# FS: Baby Razorback Turtles



## bobsedins (Apr 25, 2010)

Sold June 7th

Baby Razorback Turtles (approx. 1.5") $100 each

Peacefully sharing tank with 4 goldfishes, and eating fish pellets and turtle sticks. 
Grow to ONLY 5-6" unlike Red Ear Slider 12-15", lifespan 25-30yrs, truly aquatic turtle...no NEED basket light or heating lamp.


----------



## Claudia (Apr 21, 2010)

HOw much are u selling them for?


----------



## CRS Fan (Apr 21, 2010)

Claudia said:


> HOw much are u selling them for?


$125 my sweet little visually impaired wife !


----------



## Claudia (Apr 21, 2010)

CRS Fan said:


> $125 my sweet little visually impaired wife !
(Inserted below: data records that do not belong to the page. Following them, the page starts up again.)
PR #1542, opened 2019-06-07
Allow using env TPM2TOOLS_TCTI for tests

DomiNic5787:
Instead of setting `TPM2TOOLS_TCTI="device"` by default, allow using env `TPM2TOOLS_TCTI`.
In addition exit with error, if no `TPM2TOOLS_TCTI` is set.

### DIFF
--- a/test/integration/helpers.sh
+++ b/test/integration/helpers.sh
@@ -267,12 +267,13 @@ function start_up() {
 
         echo "Running tpm2_startup -c"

Oh shoot, didnt see that lol i guess i got to excited lol thank u my VAHC hubby


----------



## budahrox (Apr 21, 2010)

Some quick info for them here Claudia
http://www.austinsturtlepage.com/Care/cs-razrbk.htm

Husband?? Wife?????
I think we have a BCA Rumor gonna start!! LMAO!!
Cheers!!


----------



## Claudia (Apr 21, 2010)

budahrox said:


> Some quick info for them here Claudia
> http://www.austinsturtlepage.com/Care/cs-razrbk.htm
> 
> Husband?? Wife?????
> ...


Thanks Don but i think i am gonna have to pass to much for me at this moment  Stuart is my VAHC Hubby just once a month for 9 month lol


----------



## Crazy_NDN (Apr 21, 2010)

wait a 15" red ear slider never seen that before
cut little guys free bump


----------



## snow (Apr 21, 2010)

Yes they do get that big. My female Red slider is a solid 14" from head to tail, so not far off,lol. It's seems though females grow faster b/c I got my male around the same size but he is only around 9". 
BTW these turtles listed above for sale are super fun to have, I've never had one but I've been to people that has had them. They are a rare turtle, I'm sure these will sell fast


----------



## architeuthis (Apr 22, 2010)

Turtles are always measured as Straight Carapace Length (SCL). The length of the shell and doesn't include the head or the tail.


----------



## thefishwife (Apr 21, 2010)

architeuthis said:


> Turtles are always measured as Straight Carapace Length (SCL). The length of the shell and doesn't include the head or the tail.


Yup as Dale said this is how they are measured. We have a female cooter she is 10" and 2 1/2 years old.


----------



## bobsedins (Apr 25, 2010)

*Baby Razorback Turtles*



bobsedins said:


> Baby Razorback Turtles (approx. 1.5") $125 each
> 
> Peacefully sharing tank with 4 goldfishes, and eating fish pellets and turtle sticks.
> Grow to ONLY 5-6" unlike Red Ear Slider 12-15", lifespan 25-30yrs, truly aquatic turtle...no NEED basket light or heating lamp.


===========================================
Bump


----------



## bobsedins (Apr 25, 2010)

*New Low Price*

New Low Price


----------